◆ Instructions to follow: Find the line with "LaTeX). The HTML" in the entries below. Repeat it, every following line, and the line with "You can see", exactly and with nothing added.

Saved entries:
........

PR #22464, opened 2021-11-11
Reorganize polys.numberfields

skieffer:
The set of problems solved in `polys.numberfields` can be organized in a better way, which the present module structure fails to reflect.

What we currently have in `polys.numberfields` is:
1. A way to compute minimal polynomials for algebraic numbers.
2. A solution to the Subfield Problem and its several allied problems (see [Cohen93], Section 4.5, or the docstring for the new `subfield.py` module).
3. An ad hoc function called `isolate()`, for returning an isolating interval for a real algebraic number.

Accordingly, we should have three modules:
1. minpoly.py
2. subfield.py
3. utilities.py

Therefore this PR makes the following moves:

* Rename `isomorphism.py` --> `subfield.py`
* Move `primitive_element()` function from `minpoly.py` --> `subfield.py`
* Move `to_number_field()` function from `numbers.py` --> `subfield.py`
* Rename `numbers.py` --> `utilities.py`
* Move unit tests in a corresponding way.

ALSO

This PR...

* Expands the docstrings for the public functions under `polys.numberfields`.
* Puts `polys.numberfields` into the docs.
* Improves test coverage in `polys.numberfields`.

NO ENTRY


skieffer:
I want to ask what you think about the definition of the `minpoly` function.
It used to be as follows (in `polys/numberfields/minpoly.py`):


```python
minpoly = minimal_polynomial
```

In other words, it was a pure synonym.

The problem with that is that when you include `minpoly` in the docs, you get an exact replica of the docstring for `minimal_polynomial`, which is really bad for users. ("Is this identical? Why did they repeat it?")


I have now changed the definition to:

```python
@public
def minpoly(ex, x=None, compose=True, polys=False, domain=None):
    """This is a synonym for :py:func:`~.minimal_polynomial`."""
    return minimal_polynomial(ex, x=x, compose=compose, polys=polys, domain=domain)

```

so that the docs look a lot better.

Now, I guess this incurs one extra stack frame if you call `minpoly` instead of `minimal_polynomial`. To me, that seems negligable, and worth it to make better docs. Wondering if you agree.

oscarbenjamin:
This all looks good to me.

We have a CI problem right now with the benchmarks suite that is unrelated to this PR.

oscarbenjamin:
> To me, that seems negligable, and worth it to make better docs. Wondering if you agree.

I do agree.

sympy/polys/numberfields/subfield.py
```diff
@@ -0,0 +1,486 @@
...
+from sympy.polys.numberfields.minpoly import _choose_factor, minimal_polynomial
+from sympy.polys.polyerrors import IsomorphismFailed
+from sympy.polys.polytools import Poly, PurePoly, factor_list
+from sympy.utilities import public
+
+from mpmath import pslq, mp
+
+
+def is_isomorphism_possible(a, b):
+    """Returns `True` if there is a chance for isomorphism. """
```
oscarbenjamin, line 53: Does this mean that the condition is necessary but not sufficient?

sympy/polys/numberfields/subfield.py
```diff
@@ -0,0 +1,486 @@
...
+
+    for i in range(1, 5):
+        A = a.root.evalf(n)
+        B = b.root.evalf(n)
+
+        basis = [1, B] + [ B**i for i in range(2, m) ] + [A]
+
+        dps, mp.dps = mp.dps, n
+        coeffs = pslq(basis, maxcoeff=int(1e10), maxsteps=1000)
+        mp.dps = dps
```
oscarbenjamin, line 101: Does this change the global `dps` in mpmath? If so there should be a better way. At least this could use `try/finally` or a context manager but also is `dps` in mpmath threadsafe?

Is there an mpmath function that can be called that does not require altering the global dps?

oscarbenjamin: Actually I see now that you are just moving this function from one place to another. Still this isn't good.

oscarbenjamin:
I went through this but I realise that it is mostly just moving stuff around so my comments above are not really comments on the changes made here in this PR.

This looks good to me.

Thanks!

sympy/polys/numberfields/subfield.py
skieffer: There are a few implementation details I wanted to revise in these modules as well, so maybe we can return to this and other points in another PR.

........

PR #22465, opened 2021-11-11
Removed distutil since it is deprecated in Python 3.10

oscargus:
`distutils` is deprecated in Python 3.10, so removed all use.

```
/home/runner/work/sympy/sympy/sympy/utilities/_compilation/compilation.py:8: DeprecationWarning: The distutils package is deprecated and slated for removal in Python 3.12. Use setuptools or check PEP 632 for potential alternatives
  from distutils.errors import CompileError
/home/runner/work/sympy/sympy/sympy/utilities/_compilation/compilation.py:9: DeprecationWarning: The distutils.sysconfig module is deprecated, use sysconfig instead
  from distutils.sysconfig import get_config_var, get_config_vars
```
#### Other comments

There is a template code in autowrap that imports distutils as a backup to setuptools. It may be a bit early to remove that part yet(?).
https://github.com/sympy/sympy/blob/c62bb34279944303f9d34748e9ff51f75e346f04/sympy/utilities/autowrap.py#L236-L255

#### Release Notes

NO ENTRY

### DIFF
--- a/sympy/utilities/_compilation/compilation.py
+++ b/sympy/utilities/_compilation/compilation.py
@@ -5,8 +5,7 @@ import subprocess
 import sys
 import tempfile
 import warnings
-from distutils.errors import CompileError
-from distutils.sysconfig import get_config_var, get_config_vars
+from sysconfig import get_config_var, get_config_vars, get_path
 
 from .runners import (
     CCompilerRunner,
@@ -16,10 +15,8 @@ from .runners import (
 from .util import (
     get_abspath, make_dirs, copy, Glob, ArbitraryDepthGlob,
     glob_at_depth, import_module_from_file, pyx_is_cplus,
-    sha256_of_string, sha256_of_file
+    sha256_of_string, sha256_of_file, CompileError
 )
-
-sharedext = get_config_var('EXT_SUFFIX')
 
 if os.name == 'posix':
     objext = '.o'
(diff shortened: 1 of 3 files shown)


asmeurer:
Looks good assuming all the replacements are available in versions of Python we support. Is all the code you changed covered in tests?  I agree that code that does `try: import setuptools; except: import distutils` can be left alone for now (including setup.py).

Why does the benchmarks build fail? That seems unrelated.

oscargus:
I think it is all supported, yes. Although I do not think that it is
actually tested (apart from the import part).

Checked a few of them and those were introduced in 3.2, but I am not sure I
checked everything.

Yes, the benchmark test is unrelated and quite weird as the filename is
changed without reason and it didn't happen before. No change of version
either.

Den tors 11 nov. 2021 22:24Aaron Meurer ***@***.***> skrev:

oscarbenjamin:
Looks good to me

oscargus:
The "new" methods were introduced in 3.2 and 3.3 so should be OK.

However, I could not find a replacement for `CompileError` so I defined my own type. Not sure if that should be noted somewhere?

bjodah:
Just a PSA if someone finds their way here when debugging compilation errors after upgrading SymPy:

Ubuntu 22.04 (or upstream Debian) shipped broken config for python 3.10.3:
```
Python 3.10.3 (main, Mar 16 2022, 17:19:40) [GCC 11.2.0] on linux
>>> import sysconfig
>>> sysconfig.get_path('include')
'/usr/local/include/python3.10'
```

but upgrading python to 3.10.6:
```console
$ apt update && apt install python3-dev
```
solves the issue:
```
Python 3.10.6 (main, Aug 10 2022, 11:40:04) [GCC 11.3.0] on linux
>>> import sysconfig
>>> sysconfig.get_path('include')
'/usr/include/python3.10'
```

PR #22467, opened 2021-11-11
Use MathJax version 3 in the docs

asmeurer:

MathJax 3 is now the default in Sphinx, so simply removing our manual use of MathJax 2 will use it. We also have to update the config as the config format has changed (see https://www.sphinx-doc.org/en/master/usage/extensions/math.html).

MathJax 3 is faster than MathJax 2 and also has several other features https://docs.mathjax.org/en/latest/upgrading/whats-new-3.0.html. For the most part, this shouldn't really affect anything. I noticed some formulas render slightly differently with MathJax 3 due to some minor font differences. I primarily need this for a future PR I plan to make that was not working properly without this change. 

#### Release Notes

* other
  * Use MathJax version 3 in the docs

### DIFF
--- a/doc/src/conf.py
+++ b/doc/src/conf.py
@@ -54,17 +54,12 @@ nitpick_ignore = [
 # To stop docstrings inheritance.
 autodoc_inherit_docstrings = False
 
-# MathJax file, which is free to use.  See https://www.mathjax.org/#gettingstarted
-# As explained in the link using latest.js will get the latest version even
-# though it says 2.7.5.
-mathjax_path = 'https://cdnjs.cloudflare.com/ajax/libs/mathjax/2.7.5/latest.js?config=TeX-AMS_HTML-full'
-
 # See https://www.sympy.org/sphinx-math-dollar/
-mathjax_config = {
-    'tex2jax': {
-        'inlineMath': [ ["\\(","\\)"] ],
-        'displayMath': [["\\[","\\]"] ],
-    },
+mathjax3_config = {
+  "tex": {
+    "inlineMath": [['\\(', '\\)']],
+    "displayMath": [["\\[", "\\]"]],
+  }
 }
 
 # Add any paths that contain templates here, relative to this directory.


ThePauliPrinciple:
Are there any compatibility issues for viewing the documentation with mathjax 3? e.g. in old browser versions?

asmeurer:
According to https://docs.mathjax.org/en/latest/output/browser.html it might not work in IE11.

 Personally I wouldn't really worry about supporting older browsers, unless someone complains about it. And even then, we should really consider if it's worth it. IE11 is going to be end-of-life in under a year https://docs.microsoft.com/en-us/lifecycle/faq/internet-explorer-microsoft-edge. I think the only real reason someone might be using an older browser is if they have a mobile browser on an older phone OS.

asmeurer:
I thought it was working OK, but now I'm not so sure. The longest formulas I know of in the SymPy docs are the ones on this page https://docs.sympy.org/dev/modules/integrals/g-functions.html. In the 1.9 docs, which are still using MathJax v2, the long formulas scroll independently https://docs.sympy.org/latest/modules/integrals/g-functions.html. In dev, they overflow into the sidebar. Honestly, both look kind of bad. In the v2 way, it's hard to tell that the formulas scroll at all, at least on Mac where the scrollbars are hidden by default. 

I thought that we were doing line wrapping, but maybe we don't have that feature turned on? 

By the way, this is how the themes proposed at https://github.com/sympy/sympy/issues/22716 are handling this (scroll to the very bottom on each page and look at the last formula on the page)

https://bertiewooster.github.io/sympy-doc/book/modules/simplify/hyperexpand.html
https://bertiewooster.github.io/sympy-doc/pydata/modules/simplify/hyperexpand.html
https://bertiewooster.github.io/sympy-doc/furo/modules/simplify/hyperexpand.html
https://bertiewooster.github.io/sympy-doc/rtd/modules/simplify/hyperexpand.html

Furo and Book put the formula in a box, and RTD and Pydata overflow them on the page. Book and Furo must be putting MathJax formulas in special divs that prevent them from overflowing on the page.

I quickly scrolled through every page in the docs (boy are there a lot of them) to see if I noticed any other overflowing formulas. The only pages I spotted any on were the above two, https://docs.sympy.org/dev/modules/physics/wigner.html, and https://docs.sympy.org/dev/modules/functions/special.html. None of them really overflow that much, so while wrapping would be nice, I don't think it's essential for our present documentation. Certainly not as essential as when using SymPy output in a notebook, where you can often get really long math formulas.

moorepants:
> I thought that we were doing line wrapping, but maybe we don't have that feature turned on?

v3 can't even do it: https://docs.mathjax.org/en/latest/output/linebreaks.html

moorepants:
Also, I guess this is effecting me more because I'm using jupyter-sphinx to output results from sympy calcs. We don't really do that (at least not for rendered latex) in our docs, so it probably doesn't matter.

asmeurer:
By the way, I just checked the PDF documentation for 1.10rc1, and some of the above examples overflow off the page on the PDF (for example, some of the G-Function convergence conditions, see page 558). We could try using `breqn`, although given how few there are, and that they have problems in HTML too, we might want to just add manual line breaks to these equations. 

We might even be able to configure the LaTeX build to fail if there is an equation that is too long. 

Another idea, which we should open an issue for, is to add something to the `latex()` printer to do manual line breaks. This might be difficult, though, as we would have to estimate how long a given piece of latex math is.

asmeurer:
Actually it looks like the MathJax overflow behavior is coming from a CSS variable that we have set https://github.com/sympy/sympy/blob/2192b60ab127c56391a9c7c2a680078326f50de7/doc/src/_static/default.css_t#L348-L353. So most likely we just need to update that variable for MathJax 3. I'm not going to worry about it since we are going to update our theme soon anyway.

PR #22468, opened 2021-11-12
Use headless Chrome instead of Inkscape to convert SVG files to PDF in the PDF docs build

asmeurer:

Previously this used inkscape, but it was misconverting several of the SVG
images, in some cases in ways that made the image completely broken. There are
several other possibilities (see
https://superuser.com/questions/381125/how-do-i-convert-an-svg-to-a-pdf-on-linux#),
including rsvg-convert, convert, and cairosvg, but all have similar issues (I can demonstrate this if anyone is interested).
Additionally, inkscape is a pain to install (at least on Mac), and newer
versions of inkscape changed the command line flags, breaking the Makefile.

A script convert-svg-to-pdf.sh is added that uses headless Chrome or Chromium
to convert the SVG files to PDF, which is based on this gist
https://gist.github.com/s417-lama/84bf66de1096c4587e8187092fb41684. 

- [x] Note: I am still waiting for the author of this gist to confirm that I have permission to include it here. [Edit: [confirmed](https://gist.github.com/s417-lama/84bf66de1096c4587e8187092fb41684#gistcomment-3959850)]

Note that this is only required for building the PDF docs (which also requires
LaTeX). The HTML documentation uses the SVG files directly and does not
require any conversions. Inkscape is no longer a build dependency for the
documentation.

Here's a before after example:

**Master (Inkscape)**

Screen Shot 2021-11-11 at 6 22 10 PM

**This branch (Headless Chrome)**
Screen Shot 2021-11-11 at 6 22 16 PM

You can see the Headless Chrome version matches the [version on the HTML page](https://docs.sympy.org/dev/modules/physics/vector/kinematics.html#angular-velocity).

........

◆ Response:
LaTeX). The HTML documentation uses the SVG files directly and does not
require any conversions. Inkscape is no longer a build dependency for the
documentation.

Here's a before after example:

**Master (Inkscape)**

Screen Shot 2021-11-11 at 6 22 10 PM

**This branch (Headless Chrome)**
Screen Shot 2021-11-11 at 6 22 16 PM

You can see the Headless Chrome version matches the [version on the HTML page](https://docs.sympy.org/dev/modules/physics/vector/kinematics.html#angular-velocity).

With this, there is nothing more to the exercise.